The guide tool 170 includes an engagement arrangement 172 at a first end of the guide tool 170. The engagement arrangement 172 is configured to contact and to deflect the latch arm 110 of the plug connector 100 while engaging the tool catch arm 134 to assist in removing the plug connector 100 from the adapter 150. In certain implementations, the engagement arrangement 172 includes a hook member 174 that is configured to engage the latch arm 110. In certain examples, the hook member 174 also is configured to engage the tool catch arm 134.

For example, the hook member 174 may define a first aperture (see FIG.

10) or open-ended notch 178 (see FIG. 9) sized and shaped to enable a free end 111 of the latch arm 110 to pass therethrough, thereby capturing the free end of the latch arm 110 between atip 180 and a support member 182 (e.g., see FIG. 11). Accordingly, the latch arm 110 may be deflected by pressing the hook member 174 towards along the deflection axis D towards the main body 102. In certain examples, the tip 180 is wedge shaped or otherwise pointed to facilitate insertion of the hook member 174 into the narrow gap between the latch arm 110 and an adjacent component (e.g., the main body 102 of an adjacent plug 100, a wall of a cassette, etc.). The wedge-shaped tip 180 also facilitates threading the hook member 174 through optical cables or wires.

In certain examples, the hook member 174 also defines a second aperture or open-ended notch 184 that aligns with the tool catch arm 134 when the first aperture or open-ended notch 178 aligns with the free end 111 of the latch arm 110 (e.g., see FIG. 13). Accordingly, moving the hook member 174 to depress the latch arm 110 also captures the tool catch arm 134 within the second aperture or open-ended notch 184 between the support member 182 and a remainder of the tool 170.

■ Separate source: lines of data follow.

PR #3383, opened 2016-08-08
Avoid importing conflicting security policy directives

pde:
Builds on and lands: #2262
Fixes: #574, #921, #1743

* Only add security options directives if they aren't already present in a `server` block
* Comment them as `# managed by Certbot` they're added, so that we can come back later and know they're safe to change


pde:
Power cycling to try the new travis tests...

bmw:
Currently testing on a VPS to make sure:

1. I didn't break anything.
2. This actually fixes all the issues we think it does.

bmw:
I think this is ready for another review. Most of the changes I made were stylistic or making the code more defensive. Additionally, I fixed a bug where we try to parse `/etc/letsencrypt/options-ssl-nginx.conf` before we copied the file to that location. I added a test to prevent regressions here.

One thing this PR does not do is use the `# managed by Certbot` comment as a signal that we can overwrite this directive. I think this is fine and we can add that functionality later, but I want to make sure this is known up front.

bmw:
closing and reopening to make travis run

certbot-nginx/certbot_nginx/parser.py
```diff
@@ -506,8 +520,30 @@ def _add_directives(block, directives, replace):
...
+REPEATABLE_DIRECTIVES = set(['server_name', 'listen', 'include'])
+COMMENT = ' managed by Certbot'
+COMMENT_BLOCK = [' ', '#', COMMENT]
+
+
+def _comment_directive(block, location):
+    """Add a comment to the end of the line at location."""
+    next_entry = block[location + 1] if location + 1 < len(block) else None
+    if isinstance(next_entry, list) and next_entry:
+        if COMMENT in next_entry[-1]:
```
pde: Probably for maximum defensiveness we might also test that `next_entry` is longer than that and that `next_entry[-2] == "#"` or something?

bmw: That's not a bad idea. If we did that, we'd also have to check that `len(next_entry) >= 2`.

pde: Done. I could easily get tempted by further perfectionism (the code that lined all the "managed by Certbot" comments over at the right hand side of 80 columns got lost, for instance). But I think we should probably just merge this.

bmw:
LGTM

Issue #3377, opened 2016-08-07
`master` branch gives TypeError and quits


osirisinferi:
Recently, I updated my `certbot` to the latest Github master branch (Gentoo makes this very easy). Unfortunately, `certbot` stopped working. I confirmed the error on a separate Gentoo box in VirtualBox, which is as clean as it can be, so I'm doubting some weird setting I'm having on my "production" server causes the error.

```
Root logging level set at 0
Saving debug log to /var/log/letsencrypt/letsencrypt.log
certbot version: 0.9.0.dev0
Arguments: ['-debug', '-tvv', '-i', 'apache', '-a', 'webroot', '-d', 'le-test-12.example.com', '-w', '/var/www/vhosts/le-test-12.example.com/htdocs/', '--staging']
Discovered plugins: PluginsRegistry(PluginEntryPoint#apache,PluginEntryPoint#webroot,PluginEntryPoint#null,PluginEntryPoint#manual,PluginEntryPoint#standalone)
Requested authenticator webroot and installer apache
Exiting abnormally:
Traceback (most recent call last):
  File "/usr/lib/python-exec/python2.7/certbot", line 9, in <module>
    load_entry_point('certbot==0.9.0.dev0', 'console_scripts', 'certbot')()
  File "/usr/lib64/python2.7/site-packages/certbot/main.py", line 770, in main
    return config.func(config, plugins)
  File "/usr/lib64/python2.7/site-packages/certbot/main.py", line 504, in run
    installer, authenticator = plug_sel.choose_configurator_plugins(config, plugins, "run")
  File "/usr/lib64/python2.7/site-packages/certbot/plugins/selection.py", line 187, in choose_configurator_plugins
    installer = pick_installer(config, req_inst, plugins)
  File "/usr/lib64/python2.7/site-packages/certbot/plugins/selection.py", line 31, in pick_installer
    config, default, plugins, question, (interfaces.IInstaller,))
  File "/usr/lib64/python2.7/site-packages/certbot/plugins/selection.py", line 76, in pick_plugin
    verified.prepare()
  File "/usr/lib64/python2.7/site-packages/certbot/plugins/disco.py", line 220, in prepare
    return [plugin_ep.prepare() for plugin_ep in six.itervalues(self._plugins)]
  File "/usr/lib64/python2.7/site-packages/certbot/plugins/disco.py", line 106, in prepare
    self._initialized.prepare()
[...]

Issue #3319, opened 2016-07-23
Certbot apache plugin fails with TypeError: 'NoneType' object has no attribute '__getitem__'


j4m35:
I've just installed Certbot on my Gentoo system; using the following packages so that the GIT version will be pulled:
```
=app-crypt/certbot-apache-9999
=app-crypt/certbot-9999
=app-crypt/acme-9999
```

When I run certbot:
```
# certbot --apache
An unexpected error occurred:
TypeError: 'NoneType' object has no attribute '__getitem__'
Please see the logfiles in /var/log/letsencrypt for more details.
```

And the log is as follows:
```
# cat letsencrypt.log
2016-07-23 15:30:43,953:DEBUG:certbot.main:Root logging level set at 20
2016-07-23 15:30:43,954:INFO:certbot.main:Saving debug log to /var/log/letsencrypt/letsencrypt.log
2016-07-23 15:30:43,962:DEBUG:certbot.main:certbot version: 0.9.0.dev0
2016-07-23 15:30:43,962:DEBUG:certbot.main:Arguments: ['--apache']
2016-07-23 15:30:43,963:DEBUG:certbot.main:Discovered plugins: PluginsRegistry(PluginEntryPoint#apache,PluginEntryPoint#webroot,PluginEntryPoint#null,PluginEntryPoint#manual,PluginEntryPoint#standalone)
2016-07-23 15:30:43,965:DEBUG:certbot.plugins.selection:Requested authenticator apache and installer apache
2016-07-23 15:30:44,307:DEBUG:certbot.main:Exiting abnormally:
Traceback (most recent call last):
  File "/usr/lib/python-exec/python2.7/certbot", line 9, in <module>
    load_entry_point('certbot==0.9.0.dev0', 'console_scripts', 'certbot')()
  File "/usr/lib64/python2.7/site-packages/certbot/main.py", line 770, in main
    return config.func(config, plugins)
  File "/usr/lib64/python2.7/site-packages/certbot/main.py", line 504, in run
    installer, authenticator = plug_sel.choose_configurator_plugins(config, plugins, "run")
  File "/usr/lib64/python2.7/site-packages/certbot/plugins/selection.py", line 184, in choose_configurator_plugins
    authenticator = installer = pick_configurator(config, req_inst, plugins)
  File "/usr/lib64/python2.7/site-packages/certbot/plugins/selection.py", line 24, in pick_configurator
    (interfaces.IAuthenticator, interfaces.IInstaller))
[...]

PR #3385, opened 2016-08-09
Refactored get_file_path

joohoi:
Instead of fiddling with predefined apache statement strings, do an actual file path verification for augeas paths. 

This eliminates the problem of having to predefine all possible Apache configuration file categories.

Also even though nobody(?) has hit it before, allows people to use vhost config file names starting with strings "ifmodule", "virtualhost" and "macro".

Fixes: #3377 #3319

### DIFF
--- a/certbot-apache/certbot_apache/configurator.py
+++ b/certbot-apache/certbot_apache/configurator.py
@@ -1801,25 +1801,17 @@ def get_file_path(vhost_path):
     :rtype: str
 
     """
-    # Strip off /files
-    avail_fp = vhost_path[6:]
-    # This can be optimized...
-    while True:
-        # Cast all to lowercase to be case insensitive
-        find_if = avail_fp.lower().find("/ifmodule")
-        if find_if != -1:
-            avail_fp = avail_fp[:find_if]
-            continue
-        find_vh = avail_fp.lower().find("/virtualhost")
-        if find_vh != -1:
-            avail_fp = avail_fp[:find_vh]
-            continue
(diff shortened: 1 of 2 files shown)


SwartzCr:
This looks good - boulder integration is failing, but it might be a fluke so I re-ran it.
I will note that you don't add back the leading slash so the `self.aug.get("/augeas/files%s/path" % get_file_path(path))` command will result in something like "/augeas/filesetc/apache2 ..." instead of "/augeas/files/etc/apache2..." - so that should be fixed
Otherwise I'm fine with this method, though still would be happy to see a check for .startswith("/files/" at the beginning of get_file_path

joohoi:
The leading slash is re-added here on the first pass of the loop: https://github.com/certbot/certbot/blob/filepath_refactor/certbot-apache/certbot_apache/configurator.py#L1815

I actually made sure that the method returns the exact same values (as per tests) for the working preconditions than the previous implementation. (Had originally both methods in, and compared the results).

joohoi:
The boulder integration tests are failing because of:
```
./tests/boulder-fetch.sh: line 9: docker-compose: command not found
```
https://travis-ci.org/certbot/certbot/jobs/151073313#L1838

That's something outside of this PR.

SwartzCr:
Ah yes, looks good to me, let's see if it fixes the problem for people - but I'm happy to merge once the tests pass

pde:
This was stuck needing a merge with master. Weirdly, I didn't see any conflicts when I did that manually?

SwartzCr:
looks like travis is fixed! merging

In certain implementations, the engagement arrangement 172 also includes a stabilizer member 176 configured to engage another portion of the second body 104 of the plug connector 100 while the hook member 174 engages the latch arm 110 and tool catch arm 134. In certain examples, the stabilizer member 176 includes a prong 186 configured to be inserted into the rearwardly-facing pocket 138 defined in the second body 104 of the plug connector 100 (e.g., see FIG. 10). Inner walls of the pocket 138 inhibit lateral movement of the stabilizer member 176 along both transverse cross-dimensions CD1, CD2. In certain examples, the pocket 138 has a closed end that limits insertion of the prong 186 into the pocket 138.

In certain implementations, the hook member 174 is carried on a first leg 187 of the tool 170 and the stabilizer member 176 is carried on a second leg 188 of the tool 1700 The first and second legs 187, 188 can be squeezed together so that the guide tool 170 is operated as tweezers. In some examples, the first and second legs 187, 188 are straight. In other examples, however, the first and second legs 187, 188 are contoured (e.g., see FIG. 9).

In use, a plug connector 100 can be mounted on the hook member 174 by inserting the prong 186 of the stabilizer member 176 into the pocket 138. In certain examples, the free end 111 of the latch arm 110 is inserted into the first aperture or open- ended notch 178 and/or the tool catch arm 134 is inserted through the second aperture or open-ended notch 184. The guide tool 170 can then be used to push the plug connector 100 towards the adapter port 154. In particular, the prong 186 pushes against the closed end of the pocket 138 (e.g., or against a tapered open end of the pocket 138), the free end 111 of the latch arm 110 is entrained by the support member 184, and/or the tool catch arm 134 is entrained by an end of the first leg 187.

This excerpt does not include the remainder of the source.